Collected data
::::

PR #2551, opened 2016-05-26
Update artefacts for marriage-abroad

pmanrubia:
Complements https://github.com/alphagov/smart-answers/pull/2516, by including missing artefacts for marriage-abroad in: https://github.com/alphagov/smart-answers/pull/2516/commits/dfe3298ea55cc0d462f624f90ee92bf270e0542a
See [comment](https://github.com/alphagov/smart-answers/pull/2516#issuecomment-221726904) from @floehopper.

### DIFF
--- a/test/artefacts/marriage-abroad/rwanda/ceremony_country/partner_british/opposite_sex.txt
+++ b/test/artefacts/marriage-abroad/rwanda/ceremony_country/partner_british/opposite_sex.txt
@@ -1,6 +1,6 @@
 Marriage in Rwanda
 
-Contact the [Embassy of Rwanda](/government/publications/foreign-embassies-in-the-uk) to find out about local marriage laws, including what documents you’ll need.
+Contact the relevant local authorities in Rwanda to find out about local marriage laws, including what documents you’ll need.
 
 ^You should [get legal advice](/government/collections/list-of-lawyers) before making any plans.^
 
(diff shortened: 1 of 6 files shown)


floehopper:
As a general rule, I think we should be trying to explain any changes to the regression test artefacts in the relevant commit note. This will help someone reviewing the PR understand whether the changes are all expected changes. Otherwise I think there's a danger we just run the tests and accept all of the changes without really looking at them. I note that there is no explanation in either the [original commit][1] or [the commit in this PR][2].

[1]: dfe3298ea55cc0d462f624f90ee92bf270e0542a
[2]: 06dd399ec3910f15839c3c84e67f555c3934a20f

pmanrubia:
I am not sure if I am getting you correctly. If the changes are small enough I can't see a big benefit in describing the changes in the commit notes. And if they are big then we would need to split them so they are easy to follow.  Could you post an example so I understand you better?

floehopper:
I think the important thing is not to describe the changes, but to explain how you have satisfied yourself that they are all changes that you were expecting because of changes you have made to the flow and/or its templates. I'm not sure I'm explaining myself very well.

Given that we need to fix the build, as long as you are happy that the changes to the artefacts are as you expect then I think it's fine to merge this.

pmanrubia:
Thank you @floehopper for the clarification; I have understood you and you have a point in what you suggest, it will simplify and will add security to our reviews. I will try to follow a similar approach in incoming PRs.

PR #2552, opened 2016-05-26
Update gds-api-adapters from v25.1.0 to v30.6.0 (the latest version)

floehopper:
## Description

I noticed that we were using quite an old version of gds-api-adapters and I thought it would be sensible to get more up-to-date.

Also I'm contemplating pushing some functionality out of the smart-answers app and into gds-api-adapters. Being up-to-date with gds-api-adapters will make this easier.

This PR updates gds-api-adapters from v25.1.0 to v30.6.0 (the latest version). It also updates one of its dependencies, plek, from v1.7.0 to v1.12.0 (the latest version). Strictly speaking it was only necessary to update plek to v1.9.0, but I decided I might as well update it to the latest version as well.

I've run all the regression tests locally and they all pass.

See individual commit notes for more details.

## External changes


chrisroos:

floehopper:
@chrisroos: Thanks for reviewing. Rebasing against master and force-pushing in preparation for merging.

PR #2817, opened 2016-11-11
Change plek service content store uri

ikennaokpala:
## Description

This PR changes the plek service content store uri from [1] to [2]

This is becuase [1] returns GdsApi::HTTPUnauthorized response when
smartanswers tries to use the content store from heroku, but at the
moment [2] appears to grant access to the content store.

[1]  https://www-origin.integration.publishing.service.gov.uk/api/
[2]  https://www.gov.uk/api/


pmanrubia:
👍

PR #2821, opened 2016-11-18
Add good and bad examples of validation

chao-xian:
A comment in the doc outlines practices for using validation but did not show examples. I've added a good and bad example.


leenagupte:
👍  LGTM

PR #2800, opened 2016-11-01
Create one outcome per path for Italy in marriage-abroad

leenagupte:
Trello card: https://trello.com/c/81U1zVl0
Supersedes PR #2799 
Builds on PR #2767 

## Motivation

Marriage abroad is the most complex Smart Answer to update. It's also one of the most frequent Smart Answers to be updated. We want to simplify the updates so they are quicker, less complex and reduce the need for Developers to make the update. By creating one template per outcome for a country we greatly reduce the mount of logic in the templates.

## Expected changes.
As this is a refactor of Italy, and not a change to the content or flow of the smart-answer, users should not experience any changes.  The changes that have occurred to the code are:

1. Create a new generic country outcome.
2. Create one outcome per path through the flow for Italy. This results in 18 new outcomes.
3. Remove all Italy specific partials. 
4. Remove references to Italy in other outcomes.
5. Remove Italy from all country lists.

[URL on GOV.UK](https://www.gov.uk/marriage-abroad/y/italy)
[Preview Link](https://smart-answers-pr-2800.herokuapp.com/marriage-abroad/y/italy)

PR #2825, opened 2016-11-25
Create one outcome per path for Sweden in marriage-abroad

leenagupte:
Trello card: https://trello.com/c/bb0m6XM1
Follows on from: PR #2800 

## Motivation

## Expected changes

As this is a refactor of Sweden, and not a change to the content or flow of the smart-answer, users should not experience any changes. The changes that have occurred to the code are:

Create one outcome per path through the flow for Sweden. This results in 18 new outcomes.
Remove all Sweden specific partials.
Remove references to Sweden in other outcomes.
Remove Sweden from all country lists.


leenagupte:
Note to self: Split commit 997070f9542dd29160a7952bc82baffc6a3a38c1

pmanrubia:
LGTM

PR #2822, opened 2016-11-21
Change Portugal link to list of translators

chao-xian:
### Trello card 
[Register a death: Fix Portugal translators link](https://trello.com/c/6zuLYkMl/405-register-a-death-fix-portugal-translators-link)

## Description
Fix link on Register A Death that points to list of lawyers when it should be pointing to a list of translators.

## Factcheck
[Factcheck version](https://smart-answers-pr-2822.herokuapp.com/register-a-death/y/overseas/portugal/in_the_uk)

## Expected changes
[URL on GOV.UK](https://www.gov.uk/register-a-death/y/overseas/portugal/in_the_uk)

#### Before

https://www.gov.uk/register-a-death/y/overseas/portugal/in_the_uk

image

#### After
https://smart-answers-pr-2822.herokuapp.com/register-a-death/y/overseas/portugal/in_the_uk

image

PR #2826, opened 2016-11-28
Generate test artefacts for Portugal

leenagupte:
Generate test artefacts for Portugal in register-a-birth

The regression tests were failing for Portugal in register-a-birth.
See: https://ci.dev.publishing.service.gov.uk/job/govuk_smart_answers_regressions/6112/console

I think that when PR #2822 was rebased over PR #2820 the shared change
to the GRO text for North Korea needed to be regenerated.


pmanrubia:
LGTM

PR #2831, opened 2016-12-02
How to generate checksums example

chao-xian:
Add examples of how to (re-)generate checksums.

When I tried to run the script, I didn't know I had to use the rails
command or what parameters looked like. After being shown, I have added
examples to the docs.


ikennaokpala:
Just like you have explained.. found the single file option inconsistent.. barring that think this is a useful piece of information to have.. thanks for doing this.. 👍  LGTM

PR #2837, opened 2016-12-12
Update _same_sex.govspeak.erb

raykhan66:
Replaced

'It’s not possible to get legal recognition for your same-sex relationship in Mozambique.'

With

Brand new content to reflect that same-sex marriage is now recognised.


raykhan66:
Closed because I don't care about my work!

PR #2839, opened 2016-12-13
Create outcome per path for France Marriage Abroad

chao-xian:
## Trello card
https://trello.com/c/tKI6NBOS

## Motivation

France already has one outcome per path, but it shares them with the French Territories. This PR add templates only used for France in a structure similar to the outcomes for Italy and Sweden. 

## Factcheck
[marriage-abroad France](https://smart-answers-pr-2839.herokuapp.com/marriage-abroad/y/france)

## Expected changes

[URL on GOV.UK](https://www.gov.uk/marriage-abroad/y/france)
* Change the question asked after the user selects `France`.
* Change how the outcome templates for France are structured in the code base.

### Before

screen shot 2016-12-16 at 12 53 24

### After

screen shot 2016-12-16 at 12 53 08


leenagupte:
@ikennaokpala I've updated the commit structure as you recommended, and expanded some of the commit notes.

ikennaokpala:
I am updating this PR from its last passing commit 4b2e852 and update from @sistephens 1b87e37

PR #2847, opened 2016-12-22
Create an outcome per path for Vietnam in marriage-abroad

leenagupte:
Trello card: https://trello.com/c/UYyWUwS6

## Motivation

## Expected changes

[URL on GOV.UK](https://www.gov.uk/marriage-abroad/y/vietnam)

As this is a refactor of Vietnam, and not a change to the content or flow of the smart-answer, users should not experience any changes. The changes that have occurred to the code are:

* Create one outcome per path through the flow for Vietnam. This results in 18 new outcomes.
* Remove old outcome templates previously only used by Vietnam
* Remove Vietnam related logic and content from other shared outcome templates
* Remove Vietnam from all country lists.


leenagupte:
@ikennaokpala I thought about changing `(%w(cambodia).exclude?(country_slug))` in c3df2aa to `country-slug != "cambodia"` but thought it would make the rest of the conditional harder to read.

ikennaokpala:
@leenagupte I can understand that..Hopefully as we continue to flatten country outcome.. this will eventually go away.

pmanrubia:
- I am removing the label `waiting for factcheck` as this is not needed for this PR
- Rebasing with master, removing commit e60791bb5b3a18733784bd94e1343bce672b82e3, and force pushing in preparation for merging.

PR #2849, opened 2016-12-29
Flatten marriage aboard flow for the Philippines and use only two question/outcomes

ikennaokpala:
[Trello card](https://trello.com/c/TRzFnwG3/466-marriage-abroad-improvement-philippines-2-outcomes)

## Motivation

## Expected changes

[URL on GOV.UK](https://www.gov.uk/marriage-abroad/y/philippines)
[Preview link](https://smart-answers-pr-2849.herokuapp.com/marriage-abroad/y/philippines)

As this is a refactor of Philippines flow, and not a change to the content or flow of the smart-answer, users should not experience any changes. The changes that have occurred to the code are:

* Create one outcome per path through the flow for Philippines. This results in 20 file changes.
* Remove old outcome templates previously only used by Philippines
* Remove Philippines related logic and content from other shared outcome templates
* Remove Philippines from all country lists.
* Consolidation of opposite and same sex content.
* Change Philippines flow to ask only two questions

**NB:** There should be noticeable changes in the fees tables but regression artefacts don't reflect this because the configuration.yml date set to 2015-01-01, hence the old fees are being used.


lib/smart_answer_flows/marriage-abroad.rb
```diff
@@ -29,7 +29,7 @@ def define
         end
 
         next_node do
-          if calculator.ceremony_country == 'ireland'
+          if %w(ireland philippines).include?(calculator.ceremony_country)
```
pmanrubia: @leenagupte I would like to be explicit on line 32 about the country being migrated to 2 outcomes. 
I would like to have something like:

```ruby
if calculator.is_two_outcomes_country?
# ...
```

As there are a few countries already in fact-check [I have created a Trello card][1] to perform the refactor.

[1]: https://trello.com/c/V1T9dLEg/481-refactor-for-marriage-abroad-two-outcomes

lib/smart_answer/calculators/marriage_abroad_calculator.rb
```diff
@@ -334,6 +334,10 @@ def path_to_outcome
                    'opposite_sex'
                  end
 
+      if ceremony_country == 'philippines'
```
pmanrubia: I would like to refactor this method to something like:

```ruby
if calculator.is_two_outcomes_country?
  [ceremony_country_path, same_sex_path]
else
  [ceremony_country_path, ceremony_location_path, partner_nationality_path, same_sex_path]
```

As there are a few countries already in fact-check [I have created a Trello card][1] to perform the refactor.

[1]: https://trello.com/c/V1T9dLEg/481-refactor-for-marriage-abroad-two-outcomes

leenagupte: Ireland only has two outcomes, but it's templates are at the top-level of the `outcomes` folder. We'll need to refactor the templates before we can add it to any `two outcomes` list.

ikennaokpala:
Update from 	30fcc68

PR #2851, opened 2017-01-03
Fix state pension topup tests

leenagupte:
The state-pension-topup tests check how much you need to pay in
each calendar year.

As we are in a new year, the number of payments has decreased.

This scheme ends in April this year, and this calculator will be retired.
Rather make radical changes to the tests, I've frozen the date to a time when
they did still pass.

These changes should have been incorporated in https://trello.com/c/ymI446hb


chao-xian:
LGTM

PR #2857, opened 2017-01-05
Put body text into hint for benefits cap calculator postcode question

theleebriggs:
## Trello

Part of card https://trello.com/c/SQwpXvCF/339-sa-questions-page-restructure-quick-tasks and https://trello.com/c/fEeJdpVr/506-smart-answer-accessibility-changes

## Motivation

Make this question consistent with the rest of gov.uk  - the "body" copy is more appropriate in the question hint.

## Expected change

Question content previously in the body section should now be in the hint.

### Before

[gov.uk](https://www.gov.uk/benefit-cap-calculator/y/yes/no/no/child_benefit/90.0/90.0/parent)

old

### After

new

### DIFF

::::

## The task
Using the data above, print exactly the lines from the line that contains "Remove Sweden from all country lists." through the line that contains "PR #2837, opened 2016-12-12", with both included.

## Solution for this task
Remove Sweden from all country lists.


leenagupte:
Note to self: Split commit 997070f9542dd29160a7952bc82baffc6a3a38c1

pmanrubia:
LGTM

PR #2822, opened 2016-11-21
Change Portugal link to list of translators

chao-xian:
### Trello card 
[Register a death: Fix Portugal translators link](https://trello.com/c/6zuLYkMl/405-register-a-death-fix-portugal-translators-link)

## Description
Fix link on Register A Death that points to list of lawyers when it should be pointing to a list of translators.

## Factcheck
[Factcheck version](https://smart-answers-pr-2822.herokuapp.com/register-a-death/y/overseas/portugal/in_the_uk)

## Expected changes
[URL on GOV.UK](https://www.gov.uk/register-a-death/y/overseas/portugal/in_the_uk)

#### Before

https://www.gov.uk/register-a-death/y/overseas/portugal/in_the_uk

image

#### After
https://smart-answers-pr-2822.herokuapp.com/register-a-death/y/overseas/portugal/in_the_uk

image

PR #2826, opened 2016-11-28
Generate test artefacts for Portugal

leenagupte:
Generate test artefacts for Portugal in register-a-birth

The regression tests were failing for Portugal in register-a-birth.
See: https://ci.dev.publishing.service.gov.uk/job/govuk_smart_answers_regressions/6112/console

I think that when PR #2822 was rebased over PR #2820 the shared change
to the GRO text for North Korea needed to be regenerated.


pmanrubia:
LGTM

PR #2831, opened 2016-12-02
How to generate checksums example

chao-xian:
Add examples of how to (re-)generate checksums.

When I tried to run the script, I didn't know I had to use the rails
command or what parameters looked like. After being shown, I have added
examples to the docs.


ikennaokpala:
Just like you have explained.. found the single file option inconsistent.. barring that think this is a useful piece of information to have.. thanks for doing this.. 👍  LGTM

PR #2837, opened 2016-12-12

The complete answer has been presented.